**TRY IT:** Across the data, every line with the word "needed" counts once; state the total alone.

**EXTRACTED DATA:**
PR #79, opened 2016-10-26
automake version info

jungle-boogie:
Perhaps not the best place to put the note, but it's at least now on 'paper'.

### DIFF
--- a/README.md
+++ b/README.md
@@ -111,7 +111,7 @@ for experimental development, use:
 In order to support the `AX_CFLAGS_WARN_ALL` autoconf directive, you will need
 to install the autoconf archive.  On Debian systems, use the
 `autoconf-archive` package; on FreeBSD, use `devel/autoconf-archive`.
-
+`automake` versions 1.12 and higher are needed to build scrypt.
 
 Testing
 -------


gperciva:
Thanks for the PR!  Technically, one does not need automake to build scrypt; it is only needed if building code from git instead of an official release tarball.  I wrote about that, and tweaked the formatting, in PR #80.

jungle-boogie:
Ah, I do see that now.

However, your readme doesn't contain information on "building". I went here instead of looking for a git-building page:
https://github.com/Tarsnap/scrypt/blob/master/README.md

gperciva:
Indeed.  PR #80 changes that page: https://github.com/Tarsnap/scrypt/tree/git-build-automake#building. Does that proposed change clarify matters?  If not, I'd like to change it to remove any confusion!  :)

(note that the README.md file is included in the official tarball releases, so it should be written so that it is applicable to both those releases and building from git)

jungle-boogie:
Hi @gperciva,

yes, your link above is clear to me. 

Thanks for this discussion and scrypt.

Thanks,
sean

cperciva:
I've merged #80 -- this one can be closed now, right?

gperciva:
Right, closing it.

**SOLUTION TO THE PROBLEM:** 2